Europe

Lawyer expects hefty sentences for NSU suspects

Main suspect in far-right murders trial will likely be sentenced to life imprisonment, says lawyer representing victims

Ayhan Şimşek  | 08.07.2018 - Update : 09.07.2018
Lawyer expects hefty sentences for NSU suspects

Berlin

By Ayhan Simsek

BERLIN

A senior lawyer representing victims of the far-right terrorist group said on Sunday that they were expecting heavy sentences for the suspects in one of the major neo-Nazi trials in Germany.

The Higher Regional Court in Munich will rule on Wednesday on the murder of eight Turkish immigrants, a Greek citizen and a German policewoman by the far-right National Socialist Underground (NSU) between 2000 and 2007.

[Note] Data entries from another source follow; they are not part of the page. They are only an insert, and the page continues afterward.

PR #484, opened 2018-10-11
datasource: Add BLOCK_BATCH_SIZE & MAX_PARALLEL_HTTP env var (master)

timmclean:


leodasvacas:
This looks like "too many knobs" territory, will we want to keep this configs around or are they temporary? If we do want to keep them around a CLI param would probably be preferable over an env var.

timmclean:
Yeah, it's looking like for performance we're going to need to be able to tweak things like this based on what the Ethereum node can handle. E.g. with infura, we can send a ton of requests at once, which they'll load balance internally, but with a single node we have to be more gentle

Jannis:
@leodasvacas Long-term, I'd say we want to follow what Parity does: support configuration through a file like
```toml
[ethereum]
block-chunk-size = 50

[ethereum.rpc]
max-parallel-requests = 2048
```
and have corresponding CLI flags like
```
--ethereum-block-chunk-size 50
--ethereum-rpc-max-parallel-requests 2048
```
I've created #486 to track this.

For the moment, we don't want to expose these knobs to everyone, that's why they are only accepted through env vars.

Lawyer Carsten Ilius told Anadolu Agency that during the five year-long trial, the court received sufficient evidence that showed the role of NSU’s last surviving member Beate Zschaepe in the crimes committed by the group.

“I expect that the court would sentence Beate Zschaepe to life imprisonment as requested by the prosecutors,” he said.

The prosecutors accused her of being a co-founder of the NSU terror cell, and of complicity in all the murders committed by the group.

Ilius said, among the four suspected accomplices, Ralf Wohlleben and Andre Emminger were likely to be handed jail terms between 12 to 13 years.

Two other suspects -- Holger G. and Carsten S. -- who assisted the NSU members in the past, but later cooperated with the police and gave some insights about the far-right extremists, were expected to be given lighter sentences.

The shadowy neo-Nazi group NSU was only revealed in 2011, when two members -- Uwe Mundlos and Uwe Bohnhardt -- reportedly committed suicide after an unsuccessful bank robbery and later police found guns and propaganda in their apartment.

Zschaepe has so far denied any role in the killings and tried to lay the blame on her friends.

The scandal surrounding the NSU has led to widespread criticism of police and security agencies in Germany, which were accused by opposition parties of tolerating right-wing extremists, stereotyping and discrimination against immigrants.

Until 2011, Germany’s police and intelligence services excluded any racial motive for the murders and instead treated immigrant families as suspects in the case, questioning them over alleged connections with mafia groups and drug traffickers.

While recent revelations have shown that German domestic intelligence agency had dozens of informants who had contacts with the NSU suspects, officials insisted that they had no prior information about the NSU terror cell and its suspected role in the killings.